Queridos ouvintes,
Como é bom ver exemplos de sucesso. Seja este pessoal ou profissional. Eu gosto muito de ver como as pessoas, sejam do meu convívio ou não, progridem e conseguem realizar seus sonhos.
Gosto mesmo. Fico feliz com o sucesso das pessoas.
Assim como fico “constrangida com exemplos de inveja”. Sentimento este que tanto mal faz as pessoas. Aliás, os estudiosos explicam que quem mais sofre não é o invejado, mas o que inveja.
Mas não é desses sentimentos menores que quero falar hoje. Pelo contrario.
Quero falar da maravilha que é ver como a região da Serra criou um espaço de desenvolvimento sustentado no trabalho árduo e na determinação dos imigrantes europeus- da Itália principalmente- que ali chegaram ,formaram família e criaram riqueza.

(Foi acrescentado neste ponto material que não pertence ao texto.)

PR #375, opened 2022-05-16
 Add the kind binary to the hack/tools go module

### LINKED ISSUE #365: Add the kind binary to the hack/tools go module
Update the hack/tools/go.mod and add the github.com/kubernetes-sigs/kind as a tooling dependency. This can avoid any skew between local and CI environments by ensuring both environments use the same version.

AC:

- Update the [hack/tools](https://github.com/operator-framework/rukpak/blob/main/Makefile#L189) section of the Makefile, and add the requisite targets
- Update hack/tools/go.mod and add the kind tool as a dependency

nsapse:
- Closes #365
- Update the hack/tools/go.mod and add the github.com/kubernetes-sigs/kind
as a tooling dependency.
- Creates kind endpoint in Makefile to allow installation for
  testing/hack purposes.

### DIFF
--- a/Makefile
+++ b/Makefile
@@ -7,7 +7,7 @@ export IMAGE_REPO ?= quay.io/operator-framework/rukpak
 export IMAGE_TAG ?= latest
 IMAGE?=$(IMAGE_REPO):$(IMAGE_TAG)
 KIND_CLUSTER_NAME ?= kind
-KIND := kind
+KIND_OS = kind-linux-amd64
 BIN_DIR := bin
 TESTDATA_DIR := testdata
 VERSION_PATH := $(PKG)/internal/version
@@ -116,7 +116,7 @@ uninstall: ## Remove all rukpak resources from the cluster
 ##################
 # Build and Load #
 ##################
-.PHONY: build plain unpack core build-container kind-load kind-load-bundles kind-cluster
+.PHONY: build plain unpack core build-container kind-load kind-load-bundles kind-cluster kind
 
 ##@ build/load:
 
@@ -188,19 +188,21 @@ TOOLS_BIN_DIR := $(TOOLS_DIR)/bin
 
 ##@ hack/tools:
 
-.PHONY: golangci-lint ginkgo controller-gen goreleaser
+.PHONY: golangci-lint ginkgo controller-gen goreleaser kind
 
 GOLANGCI_LINT := $(abspath $(TOOLS_BIN_DIR)/golangci-lint)
 GINKGO := $(abspath $(TOOLS_BIN_DIR)/ginkgo)
 CONTROLLER_GEN := $(abspath $(TOOLS_BIN_DIR)/controller-gen)
 SETUP_ENVTEST := $(abspath $(TOOLS_BIN_DIR)/setup-envtest)
 GORELEASER := $(abspath $(TOOLS_BIN_DIR)/goreleaser)
+KIND := $(abspath $(TOOLS_BIN_DIR)/KIND)
 
 controller-gen: $(CONTROLLER_GEN) ## Build a local copy of controller-gen
 ginkgo: $(GINKGO) ## Build a local copy of ginkgo
 golangci-lint: $(GOLANGCI_LINT) ## Build a local copy of golangci-lint
 setup-envtest: $(SETUP_ENVTEST) ## Build a local copy of envtest
 goreleaser: $(GORELEASER) ## Builds a local copy of goreleaser
+kind: $(KIND) ## Builds a local copy of kind
 
 $(CONTROLLER_GEN): $(TOOLS_DIR)/go.mod # Build controller-gen from tools folder.
 	cd $(TOOLS_DIR); go build -tags=tools -o $(BIN_DIR)/controller-gen sigs.k8s.io/controller-tools/cmd/controller-gen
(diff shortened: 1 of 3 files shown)


Makefile
```diff
@@ -141,6 +142,11 @@ build-container: BIN_DIR:=$(BIN_DIR)/$(GOOS)
 build-container: build ## Builds provisioner container image locally
 	$(CONTAINER_RUNTIME) build -f Dockerfile -t $(IMAGE) $(BIN_DIR)
 
+kind:
```
tylerslaton, line 145: Testing locally, I believe that you can remove this entirely. The target you defined on 223 should handle this and you just need to call `$(KIND)`. You can also remove line 10 as it isn't needed either. 

Maybe there is some environmental skew that is making it so I'm not experiencing the need for this?

Makefile
```diff
@@ -7,7 +7,8 @@ export IMAGE_REPO ?= quay.io/operator-framework/rukpak
 export IMAGE_TAG ?= latest
 IMAGE?=$(IMAGE_REPO):$(IMAGE_TAG)
 KIND_CLUSTER_NAME ?= kind
-KIND := kind
+KIND := kind-load
```
tylerslaton, line 10: See other comment, but I believe you can delete this line.

tylerslaton (commented):
Nice QOL change. Looks like the verify target in CI is failing due to some skew in the go mod. Are you running `make verify` locally?

Makefile
nsapse: Thanks for the heads up on these two.

tylerslaton (approved):
🚀

go.mod
```diff
@@ -10,7 +10,7 @@ require (
 	github.com/onsi/gomega v1.18.1
 	github.com/operator-framework/api v0.13.0
 	github.com/operator-framework/helm-operator-plugins v0.0.9
-	github.com/spf13/cobra v1.3.0
+	github.com/spf13/cobra v1.4.0
```
exdx, line 13: nit: I wouldn't expect the base go.mod to have a diff if we are only adding a tool, which has a separate hacks/tools/go.mod

Makefile
```diff
@@ -7,7 +7,7 @@ export IMAGE_REPO ?= quay.io/operator-framework/rukpak
 export IMAGE_TAG ?= latest
 IMAGE?=$(IMAGE_REPO):$(IMAGE_TAG)
 KIND_CLUSTER_NAME ?= kind
-KIND := kind
+KIND_OS = kind-linux-amd64
```
timflannagan, line 10: Are we using this KIND_OS variable anywhere?

Makefile
```diff
@@ -116,7 +116,7 @@ uninstall: ## Remove all rukpak resources from the cluster
 ##################
 # Build and Load #
 ##################
-.PHONY: build plain unpack core build-container kind-load kind-load-bundles kind-cluster
+.PHONY: build plain unpack core build-container kind-load kind-load-bundles kind-cluster kind
```
timflannagan, line 119: This looks like a duplicate .PHONY target as we also have one in the hack/tools section

Makefile
```diff
@@ -212,3 +214,5 @@ $(SETUP_ENVTEST): $(TOOLS_DIR)/go.mod # Build setup-envtest from tools folder.
 	cd $(TOOLS_DIR); go build -tags=tools -o $(BIN_DIR)/setup-envtest sigs.k8s.io/controller-runtime/tools/setup-envtest
 $(GORELEASER): $(TOOLS_DIR)/go.mod # Build goreleaser from tools folder.
 	cd $(TOOLS_DIR); go build -tags=tools -o $(BIN_DIR)/goreleaser github.com/goreleaser/goreleaser
+$(KIND): $(TOOLS_DIR)/go.mod
```
timflannagan, line 217: We need to update the hack/tools/go.mod and add the kind dependency too.

exdx (commented):
Looks good. We should be sure that any dependencies are updated in the hack/tools/go.mod

Also, we should add the kind dependency as a blank underscore in the hack/tools/tools.go file first. Then run go mod tidy to ensure that the tools go.mod is up to date. 

See https://github.com/operator-framework/rukpak/pull/217/ for an example of a PR that added a new tool (kustomize)

timflannagan:
It looks like this got merged which isn't the end of the world, but I'm going to re-open that tracking issue as I think we need to update the hack/tools/go.mod also.

timflannagan:
Another thing that we'll need to update is the e2e workflow to use the `e2e` Makefile target.

nsapse:
Oof, my bad for merging this when approved. I'll open a second PR to address these comments.

Makefile
nsapse: We were using it in the previous kind target - I don't think we are anymore. Good point. Will double check then remove.

Makefile
nsapse: Added for redundancy but will remove.

tylerslaton:
> Oof, my bad for merging this when approved. I'll open a second PR to address these comments.

We should probably have a 2 person approval requirement for PR merges. @timflannagan @exdx thoughts?

timflannagan:
I'm probably a -1 on 2 person approval requirements tbh

timflannagan:
I think we can use PR size as a determinant for how many approvals we'll need while we continue iterating. It's not the end of the world that something got prematurely merged.

tylerslaton:
@timflannagan Yeah, that's fine with me.

Makefile
nsapse: adding

Makefile
```diff
@@ -188,19 +188,21 @@ TOOLS_BIN_DIR := $(TOOLS_DIR)/bin
...
 
-.PHONY: golangci-lint ginkgo controller-gen goreleaser
+.PHONY: golangci-lint ginkgo controller-gen goreleaser kind
 
 GOLANGCI_LINT := $(abspath $(TOOLS_BIN_DIR)/golangci-lint)
 GINKGO := $(abspath $(TOOLS_BIN_DIR)/ginkgo)
 CONTROLLER_GEN := $(abspath $(TOOLS_BIN_DIR)/controller-gen)
 SETUP_ENVTEST := $(abspath $(TOOLS_BIN_DIR)/setup-envtest)
 GORELEASER := $(abspath $(TOOLS_BIN_DIR)/goreleaser)
+KIND := $(abspath $(TOOLS_BIN_DIR)/KIND)
```
akihikokuroda, line 198: Should it be `KIND := $(abspath $(TOOLS_BIN_DIR)/kind`?

nsapse: it should - good catch. I modified this in a follow up commit.

PR #376, opened 2022-05-16
Addresses Open Issues with Commit #375

nsapse:
Attempts to fix open comments left on [PR#375](https://github.com/operator-framework/rukpak/pull/375) after merge.

### DIFF
--- a/.github/workflows/e2e.yaml
+++ b/.github/workflows/e2e.yaml
@@ -17,13 +17,9 @@ jobs:
         go-version: '~1.18'
 
     - name: Install kind binary
-      env:
-        KIND_VERSION: v0.12.0
-        KIND_OS: kind-linux-amd64
       run: |
-        curl -sLo kind "https://github.com/kubernetes-sigs/kind/releases/download/${KIND_VERSION}/${KIND_OS}"
-        chmod +x kind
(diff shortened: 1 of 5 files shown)


timflannagan (commented):
Thanks for the quick follow up - a couple of things:

- Can we drop the unrelated commit that introduces a new GHA workflow?
- Can we update the commit to describe adding kind to the hack/tools module?
- Can we update the e2e workflow and use `kind` Makefile target instead of download the kind binary manually?

timflannagan:
@nsapse Can you add the "Closes #365" to your PR description?

nsapse:
I've re-run the tests twice now and it keeps failing `the bundle name is too long` which seems oddly specific and it's not immediately clear to me why changing the kind binary would modify that.

nsapse:
Looking further the test shows that the code is failing as expected but with a slightly different error message than predicted. Is it possible someone modified the error being returned without updating the tests?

Estive visitando a região dos vinhedos na Serra.
Fiquei deslumbrada com a mudança empresarial dos produtores de vinho que empenhados em desenvolver a produção do vinho e o turismo local estão provocando mudanças importantes e profundas na forma de trabalhar.
Entenderam que precisavam ser competitivos e decidiram sê-lo. Porque o mercado do vinho e do turismo internacional avança.

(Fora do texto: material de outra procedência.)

PR #377, opened 2022-05-16
Add unique hash label to dynamic Bundle metadata

### LINKED ISSUE #334: Update the hash-based implementation for the plain provisioner's BI controller
Follow-up to the comment in https://github.com/operator-framework/rukpak/pull/293#discussion_r865173446 which suggested we explore the usage of hashing the BundleTemplate spec.Template field and using that hash value as the generated Bundle's metadata.Name.

exdx:
Adds a unique hash label to the metadata of embedded bundles in the BI spec. The hash label is called `core.rukpak.io/bundle-template-hash` and the value is the fnv32a hash of the bundle template upon creation. 

Closes #334

### DIFF
--- a/internal/provisioner/plain/controllers/bundleinstance_controller.go
+++ b/internal/provisioner/plain/controllers/bundleinstance_controller.go
@@ -343,20 +343,23 @@ func reconcileDesiredBundle(ctx context.Context, c client.Client, bi *rukpakv1al
 	}
 
 	// check whether there's an existing Bundle that matches the desired Bundle template
-	// specified in the BI resource, and if not, generate a new matches the template.
+	// specified in the BI resource, and if not, generate a new Bundle that matches the template.
 	b := util.CheckExistingBundlesMatchesTemplate(existingBundles, bi.Spec.Template)
 	if b == nil {
 		controllerRef := metav1.NewControllerRef(bi, bi.GroupVersionKind())
+		hash := util.GenerateTemplateHash(bi.Spec.Template)
+
 		labels := bi.Spec.Template.Labels
 		if len(labels) == 0 {
 			labels = make(map[string]string)
 		}
 		labels[util.CoreOwnerKindKey] = rukpakv1alpha1.BundleInstanceKind
 		labels[util.CoreOwnerNameKey] = bi.GetName()
+		labels[util.CoreBundleTemplateHashKey] = hash
 
 		b = &rukpakv1alpha1.Bundle{
 			ObjectMeta: metav1.ObjectMeta{
-				Name:            util.GenerateBundleName(bi.GetName()),
+				Name:            util.GenerateBundleName(bi.GetName(), hash),
 				OwnerReferences: []metav1.OwnerReference{*controllerRef},
 				Labels:          labels,
 				Annotations:     bi.Spec.Template.Annotations,
--- a/internal/util/util.go
+++ b/internal/util/util.go
@@ -3,6 +3,7 @@ package util
 import (
 	"context"
 	"fmt"
+	"hash/fnv"
 	"io/ioutil"
 	"sort"
 	"time"
@@ -107,23 +108,34 @@ func CheckExistingBundlesMatchesTemplate(existingBundles *rukpakv1alpha1.BundleL
 }
 
 // CheckDesiredBundleTemplate is responsible for determining whether the existingBundle
-// parameter is semantically equal to the desiredBundle Bundle template.
+// hash is equal to the desiredBundle Bundle template hash.
 func CheckDesiredBundleTemplate(existingBundle *rukpakv1alpha1.Bundle, desiredBundle *rukpakv1alpha1.BundleTemplate) bool {
-	// Create a copy of the existingBundle resource and delete the known set of
-	// auto-generated labels that the BI controller injects when comparing the
-	// current and desired set of labels.
-	bundle := existingBundle.DeepCopy()
-	delete(bundle.Labels, CoreOwnerKindKey)
-	delete(bundle.Labels, CoreOwnerNameKey)
-	return equality.Semantic.DeepEqual(bundle.Spec, desiredBundle.Spec) &&
-		equality.Semantic.DeepEqual(existingBundle.Annotations, desiredBundle.Annotations) &&
-		equality.Semantic.DeepEqual(bundle.Labels, desiredBundle.Labels)
+	if len(existingBundle.Labels) == 0 {
+		// Existing Bundle has no labels set, which should never be the case.
+		// Return false so that the Bundle is forced to be recreated with the expected labels.
+		return false
+	}
+
+	existingHash, ok := existingBundle.Labels[CoreBundleTemplateHashKey]
+	if !ok {
+		// Existing Bundle has no template hash associated with it.
+		// Return false so that the Bundle is forced to be recreated with the template hash label.
+		return false
+	}
+
+	// Check whether the hash of the desired bundle template matches the existing bundle on-cluster.
+	desiredHash := GenerateTemplateHash(desiredBundle)
+	return existingHash == desiredHash
 }
 
-// GenerateBundleName is responsible for generating a unique
-// Bundle metadata.Name using the biName parameter as the base.
-func GenerateBundleName(biName string) string {
-	return fmt.Sprintf("%s-%s", biName, rand.String(5))
+func GenerateTemplateHash(template *rukpakv1alpha1.BundleTemplate) string {
+	hasher := fnv.New32a()
+	DeepHashObject(hasher, template)
+	return rand.SafeEncodeString(fmt.Sprint(hasher.Sum32()))
+}
+
+func GenerateBundleName(biName, hash string) string {
+	return fmt.Sprintf("%s-%s", biName, hash)
 }
 
 // SortBundlesByCreation sorts a BundleList's items by it's
--- a/test/e2e/plain_provisioner_test.go
+++ b/test/e2e/plain_provisioner_test.go
@@ -677,8 +677,9 @@ var _ = Describe("plain provisioner bundleinstance", func() {
 		})
 		It("should generate a Bundle that contains the correct labels", func() {
 			expectedLabels := map[string]string{
-				util.CoreOwnerKindKey: rukpakv1alpha1.BundleInstanceKind,
-				util.CoreOwnerNameKey: bi.GetName(),
+				util.CoreOwnerKindKey:          rukpakv1alpha1.BundleInstanceKind,
+				util.CoreOwnerNameKey:          bi.GetName(),
+				util.CoreBundleTemplateHashKey: "54dd864b69",
 			}
 			Eventually(func() (map[string]string, error) {
 				if err := c.Get(ctx, client.ObjectKeyFromObject(bi), bi); err != nil {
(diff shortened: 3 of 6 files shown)


internal/util/util.go
```diff
@@ -115,15 +117,32 @@ func CheckDesiredBundleTemplate(existingBundle *rukpakv1alpha1.Bundle, desiredBu
...
+		return false
+	}
+
+	// Split up the bundle name into the BI name + hash.
+	// Since bundles are immutable, the name of the bundle is guaranteed to conform to what it was upon creation.
+	hash := strings.Split(bundle.GetName(), "-")[1]
+
+	hasher := fnv.New32a()
+	DeepHashObject(hasher, desiredBundle.Spec)
+	result := rand.SafeEncodeString(fmt.Sprint(hasher.Sum32()))[:10]
```
exdx, line 132: not really happy with the arbitrary indexing here, but otherwise do we run into issues where the size of the hash overflows the limit for the size of a kube object (or even our webhook at 40 chars)?

internal/util/util.go
```diff
@@ -115,15 +117,32 @@ func CheckDesiredBundleTemplate(existingBundle *rukpakv1alpha1.Bundle, desiredBu
...
 	delete(bundle.Labels, CoreOwnerKindKey)
 	delete(bundle.Labels, CoreOwnerNameKey)
-	return equality.Semantic.DeepEqual(bundle.Spec, desiredBundle.Spec) &&
-		equality.Semantic.DeepEqual(existingBundle.Annotations, desiredBundle.Annotations) &&
-		equality.Semantic.DeepEqual(bundle.Labels, desiredBundle.Labels)
+
+	if !equality.Semantic.DeepEqual(existingBundle.Annotations, desiredBundle.Annotations) ||
+		!equality.Semantic.DeepEqual(bundle.Labels, desiredBundle.Labels) {
+		return false
+	}
```
joelanford, line 124: Do we need any of these comparisons anymore? I would assume that we could include `template.Metadata` and `template.Spec` in our hash computation. And then all we need to do is compute the hash and see if it matches the pod's suffix.

exdx: That sounds more reasonable -- thanks.

internal/provisioner/plain/controllers/bundleinstance_controller.go
```diff
@@ -356,7 +356,7 @@ func reconcileDesiredBundle(ctx context.Context, c client.Client, bi *rukpakv1al
 
 		b = &rukpakv1alpha1.Bundle{
 			ObjectMeta: metav1.ObjectMeta{
-				Name:            util.GenerateBundleName(bi.GetName()),
+				Name:            util.GenerateBundleName(bi.GetName(), bi.Spec.Template),
```
joelanford, line 359: Should we just pass `bi` as a single parameter to this function?

internal/util/util.go
```diff
@@ -107,23 +109,35 @@ func CheckExistingBundlesMatchesTemplate(existingBundles *rukpakv1alpha1.BundleL
...
 	// current and desired set of labels.
-	bundle := existingBundle.DeepCopy()
-	delete(bundle.Labels, CoreOwnerKindKey)
-	delete(bundle.Labels, CoreOwnerNameKey)
-	return equality.Semantic.DeepEqual(bundle.Spec, desiredBundle.Spec) &&
-		equality.Semantic.DeepEqual(existingBundle.Annotations, desiredBundle.Annotations) &&
-		equality.Semantic.DeepEqual(bundle.Labels, desiredBundle.Labels)
+	existingBundle = existingBundle.DeepCopy()
+	delete(existingBundle.Labels, CoreOwnerKindKey)
+	delete(existingBundle.Labels, CoreOwnerNameKey)
```
joelanford, line 119: Since we're no longer doing comparisons using `existingBundle`, can we drop these lines as well?

internal/util/util.go
```diff
@@ -107,23 +109,35 @@ func CheckExistingBundlesMatchesTemplate(existingBundles *rukpakv1alpha1.BundleL
...
+
+	// Split up the bundle name to get the template hash.
+	// Since bundles are immutable, the name of the bundle is guaranteed to conform to what it was upon creation.
+	existingHash := strings.Split(existingBundle.GetName(), "-")[1]
```
tylerslaton, line 123: I believe this logic breaks if the `existingBundle` is named something like `super-cool-bundle` since it is grabbing a different part of the name. Maybe we could consider rehashing the `existingBundle` in this function as a solution?

I added this test case into `TestCheckDesiredBundleTemplate` to check that this is actually a problem:

<details>
<summary>TestCheckDesiredBundleTemplate test case</summary>

```
{
	name: "True/BundleMatchesTemplate",
	args: args{
		existingBundle: &rukpakv1alpha1.Bundle{
			ObjectMeta: metav1.ObjectMeta{
				Name: "stub-123-6f74b48d4",
				Labels: map[string]string{
					"stub-123": "stub-123",
				},
			},
			Spec: sampleSpec,
		},
		desiredBundle: &rukpakv1alpha1.BundleTemplate{
			ObjectMeta: metav1.ObjectMeta{
				Name: "stub-123",
				Labels: map[string]string{
					"stub-123": "stub-123",
				},
			},
			Spec: sampleSpec,
		},
	},
	want: true,
}
```

</details>

tylerslaton (commented):
This new hash seems useful to outline through documentation so that a user could know what the hash attached to their Bundle actually is. Should we add that somewhere?

internal/util/util.go
joelanford: I don't think rehashing will work because extra stuff gets added to `bundle.metadata` when it's created (resourceVersion, creationTimestamp, generation, etc)

I think rather than parsing the name of the existing bundle, we can store the computed hash in a label on the bundle when we create it and then look it up there when we need to do this comparison. If you look at a replicaset, you'll see `metadata.labels["pod-template-hash"]` with a value equal to the name suffix. We could name ours `bundle-template-hash`.

exdx: Yes, I realized this was an issue over the weekend -- basically we would have to check the suffix of the name (the last `-`), instead of what was immediately after the first `-`.

As joe pointed out, parsing the name is fairly brittle. I do think that keeping a hash of the template as a label and using that for comparisons is more robust, so I'm leaning towards redoing this towards that implementation instead.

tylerslaton: Sounds good to me! With whatever we implement it would be great to see a test case (like what I linked) come along with it to verify we're not regressing.

exdx:
I've redone the implementation based on a label-based approach -- I think it's what we were looking for. Still seeing some e2e failures that I need to track down further.

exdx:
Also, as an aside: I noticed we don't use the name of the Bundle in the embedded spec at all (even if it's provided) and just use the BI name + hash -- should we sometimes use the name of the embedded Bundle if it's provided in the name instead?

joelanford (approved):
Nice! Once the e2e's are passing, this LGTM

tylerslaton (approved):
Nice, looks great! For the underlying Bundle name not being used, I'm not super sure what it would be used for. That being said, I would expect it to be used somehow if I provide it and then eventually go looking for that generated Bundle as a user.

test/e2e/plain_provisioner_test.go
```diff
@@ -1294,7 +1295,7 @@ var _ = Describe("plain provisioner garbage collection", func() {
 					return false
 				}
 				installedBundleName := bi.Status.InstalledBundleName
-				return installedBundleName != "" && installedBundleName != originalBundleName
+				return installedBundleName != ""
```
timflannagan, line 1298: This check still seems relevant given we're testing that a new Bundle has been created?

exdx: Yes, it's definitely relevant, but the name is now the same between the original bundle and the new bundle, since the template hasn't changed in this test, we just delete/recreate the Bundle. I put these e2e changes in their own commit to highlight. 

Maybe comparing something else here, like resourceVersion, would help indicate that the resources are different even though the name is the same?

exdx: Actually, maybe the UID makes more sense in this context

exdx:
Got the e2e to pass -- now I'm seeing a strange issue where the unit tests are failing on GH Actions but passing locally. Triaging further.

joelanford:
> it feels like we should name the bundle after what's provided

Can we see what happens if you do this with a Deployment that contains a pod template with `.metadata.name` set? I'd be very surprised if that was honored. I'd expect that to fail validation or to be ignored.

internal/provisioner/plain/controllers/bundleinstance_controller.go
```diff
@@ -343,20 +343,23 @@ func reconcileDesiredBundle(ctx context.Context, c client.Client, bi *rukpakv1al
 	}
 
 	// check whether there's an existing Bundle that matches the desired Bundle template
-	// specified in the BI resource, and if not, generate a new matches the template.
+	// specified in the BI resource, and if not, generate a new Bundle that matches the template.
 	b := util.CheckExistingBundlesMatchesTemplate(existingBundles, bi.Spec.Template)
 	if b == nil {
 		controllerRef := metav1.NewControllerRef(bi, bi.GroupVersionKind())
+		hash := util.GenerateTemplateHash(bi.Spec.Template)
```
timflannagan, line 350: Should we add a comment here that explains why we're generating the template hash before building up the set of labels?

internal/util/util.go
```diff
@@ -107,23 +108,32 @@ func CheckExistingBundlesMatchesTemplate(existingBundles *rukpakv1alpha1.BundleL
...
+	}
+
+	var existingHash string
+	if hash, ok := existingBundle.Labels[CoreBundleTemplateHashKey]; ok {
+		existingHash = hash
+	} else {
+		// Existing Bundle has no template hash associated with it.
+		// Return false so that the Bundle is forced to be recreated with the template hash label.
+		return false
+	}
```
timflannagan, line 126: super nit: flip this conditional to !ok so we can exit early and remove the if/else conditional structure?

internal/provisioner/plain/controllers/bundleinstance_controller.go
```diff
@@ -343,20 +343,23 @@ func reconcileDesiredBundle(ctx context.Context, c client.Client, bi *rukpakv1al
...
 			labels = make(map[string]string)
 		}
 		labels[util.CoreOwnerKindKey] = rukpakv1alpha1.BundleInstanceKind
 		labels[util.CoreOwnerNameKey] = bi.GetName()
+		labels[util.CoreBundleTemplateHashKey] = hash
 
 		b = &rukpakv1alpha1.Bundle{
 			ObjectMeta: metav1.ObjectMeta{
-				Name:            util.GenerateBundleName(bi.GetName()),
+				Name:            fmt.Sprintf("%s-%s", bi.GetName(), hash),
```
timflannagan, line 362: I _think_ we can still have a helper function that's responsible for generating the Bundle's metadata.Name but I don't have strong opinions here.

timflannagan (approved):
Nice! lgtm.

internal/provisioner/plain/controllers/bundleinstance_controller.go
exdx: Yes, that sounds good. Basically, my investigation found that that the hash is different on macOS versus linux, most likely due to the representation of the pointer being passed in on different platforms. The FNV hash itself is pretty straightforward and not likely to produce different results, so it must be the underlying data. 

Wherever we use the underlying hash library implementation, we just check for equality later on on-cluster (here and in OLM) which works for that specific os/arch combination. There are no tests that check "given an object, this is its hash" because those tests would seemingly produce different results on different platforms. 

So the end result is I pulled out the hardcoded hashes out of the tests, which watered down the value of the unit tests some, but enable them to pass on different platforms. The alternative would be to make these tests GOOS/GOARCH aware, which seems like overkill, since we have good feedback from the e2e regardless.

E permanecem e crescem somente aqueles que definem metas e se qualificam para alcançá-las.
Visitei duas vinícolas: Dom Laurindo (cujo patriarca tem 80 anos e continua trabalhando) e ao lado a vinícola
Que também está associando a produção de vinho de qualidade à indústria do turismo.
O sistema de plantar os vinhedos foi modernizado para se adaptar até ao aquecimento solar que avança e compromete a produção.
As novas gerações se qualificam constantemente. Nas duas vinícolas que visitei, os donos ou sócios, são enólogos com experiência profissional no exterior de altíssimo nível.
Visitação orientada. Degustação de vinhos finos é pratica que conquista os turistas e com certeza aumenta a demanda.
Fiquei encantada com a organização e o planejamento estratégico dessas famílias de produtores que se prepararam para o mercado crescente e exigente do turismo rural.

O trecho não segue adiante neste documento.